What you need to do - Using the data below, return all lines in which "access" appears.

[Stored data]
☆ ☆ ☆ ☆ ☆ ☆ ☆

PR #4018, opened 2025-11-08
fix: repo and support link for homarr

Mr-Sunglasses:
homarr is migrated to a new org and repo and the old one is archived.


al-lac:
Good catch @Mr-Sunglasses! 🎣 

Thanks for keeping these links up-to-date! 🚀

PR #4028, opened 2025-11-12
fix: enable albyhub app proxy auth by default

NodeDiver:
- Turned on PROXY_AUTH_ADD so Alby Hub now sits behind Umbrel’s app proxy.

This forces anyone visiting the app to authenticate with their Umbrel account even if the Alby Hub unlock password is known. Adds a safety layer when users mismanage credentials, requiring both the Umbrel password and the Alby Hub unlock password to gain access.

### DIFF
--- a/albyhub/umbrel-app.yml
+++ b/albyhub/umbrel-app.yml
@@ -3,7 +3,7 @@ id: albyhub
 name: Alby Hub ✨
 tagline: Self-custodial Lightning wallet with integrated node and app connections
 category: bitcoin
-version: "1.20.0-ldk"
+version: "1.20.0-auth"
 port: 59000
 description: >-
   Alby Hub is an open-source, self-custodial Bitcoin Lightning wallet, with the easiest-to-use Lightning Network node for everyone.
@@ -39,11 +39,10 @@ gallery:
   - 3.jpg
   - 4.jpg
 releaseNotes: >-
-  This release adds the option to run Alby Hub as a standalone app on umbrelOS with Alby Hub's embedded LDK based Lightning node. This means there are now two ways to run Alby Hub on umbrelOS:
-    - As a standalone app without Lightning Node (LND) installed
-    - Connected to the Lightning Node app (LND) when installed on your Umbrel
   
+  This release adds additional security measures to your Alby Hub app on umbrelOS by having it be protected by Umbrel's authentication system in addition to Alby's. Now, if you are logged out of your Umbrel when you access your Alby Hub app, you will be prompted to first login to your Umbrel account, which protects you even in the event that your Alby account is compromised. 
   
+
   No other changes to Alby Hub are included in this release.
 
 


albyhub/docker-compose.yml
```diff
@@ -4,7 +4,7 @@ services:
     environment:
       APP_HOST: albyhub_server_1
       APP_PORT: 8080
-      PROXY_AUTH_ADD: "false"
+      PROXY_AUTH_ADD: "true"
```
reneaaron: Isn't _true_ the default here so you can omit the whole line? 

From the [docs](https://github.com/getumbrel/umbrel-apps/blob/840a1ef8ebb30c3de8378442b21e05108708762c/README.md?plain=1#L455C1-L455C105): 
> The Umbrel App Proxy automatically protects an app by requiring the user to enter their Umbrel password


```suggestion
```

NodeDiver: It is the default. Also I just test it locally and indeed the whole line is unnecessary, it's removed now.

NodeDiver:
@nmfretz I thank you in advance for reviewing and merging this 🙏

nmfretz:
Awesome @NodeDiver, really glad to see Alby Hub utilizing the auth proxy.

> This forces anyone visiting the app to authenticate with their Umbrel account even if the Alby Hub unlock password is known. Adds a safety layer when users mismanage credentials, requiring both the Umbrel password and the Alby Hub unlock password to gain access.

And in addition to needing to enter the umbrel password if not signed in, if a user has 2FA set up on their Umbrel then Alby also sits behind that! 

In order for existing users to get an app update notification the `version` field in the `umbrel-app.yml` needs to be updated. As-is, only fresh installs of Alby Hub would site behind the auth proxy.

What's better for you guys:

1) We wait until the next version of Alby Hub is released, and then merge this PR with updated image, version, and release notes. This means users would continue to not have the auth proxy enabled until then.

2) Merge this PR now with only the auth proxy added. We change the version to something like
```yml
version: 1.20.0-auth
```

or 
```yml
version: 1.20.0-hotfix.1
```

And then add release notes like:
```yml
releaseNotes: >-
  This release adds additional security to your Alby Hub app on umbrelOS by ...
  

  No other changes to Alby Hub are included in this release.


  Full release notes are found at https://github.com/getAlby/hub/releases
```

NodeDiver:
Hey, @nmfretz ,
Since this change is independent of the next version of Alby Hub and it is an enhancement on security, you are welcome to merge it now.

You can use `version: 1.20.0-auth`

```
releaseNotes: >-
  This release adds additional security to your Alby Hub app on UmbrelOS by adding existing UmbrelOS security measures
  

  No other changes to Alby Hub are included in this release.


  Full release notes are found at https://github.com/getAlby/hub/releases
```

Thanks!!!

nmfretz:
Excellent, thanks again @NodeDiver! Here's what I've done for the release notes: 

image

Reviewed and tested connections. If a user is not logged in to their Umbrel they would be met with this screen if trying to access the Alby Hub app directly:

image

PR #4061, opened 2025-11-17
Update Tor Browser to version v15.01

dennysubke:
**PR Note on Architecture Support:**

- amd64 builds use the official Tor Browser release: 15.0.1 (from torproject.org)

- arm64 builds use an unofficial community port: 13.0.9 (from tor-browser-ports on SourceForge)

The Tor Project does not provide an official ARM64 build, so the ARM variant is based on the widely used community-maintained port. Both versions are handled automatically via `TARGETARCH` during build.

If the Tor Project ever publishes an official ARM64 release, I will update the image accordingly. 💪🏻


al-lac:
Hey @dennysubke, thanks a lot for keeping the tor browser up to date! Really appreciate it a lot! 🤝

☆ ☆ ☆ ☆ ☆ ☆ ☆

Solution to this task -
This forces anyone visiting the app to authenticate with their Umbrel account even if the Alby Hub unlock password is known. Adds a safety layer when users mismanage credentials, requiring both the Umbrel password and the Alby Hub unlock password to gain access.
+  This release adds additional security measures to your Alby Hub app on umbrelOS by having it be protected by Umbrel's authentication system in addition to Alby's. Now, if you are logged out of your Umbrel when you access your Alby Hub app, you will be prompted to first login to your Umbrel account, which protects you even in the event that your Alby account is compromised. 
> This forces anyone visiting the app to authenticate with their Umbrel account even if the Alby Hub unlock password is known. Adds a safety layer when users mismanage credentials, requiring both the Umbrel password and the Alby Hub unlock password to gain access.
Reviewed and tested connections. If a user is not logged in to their Umbrel they would be met with this screen if trying to access the Alby Hub app directly:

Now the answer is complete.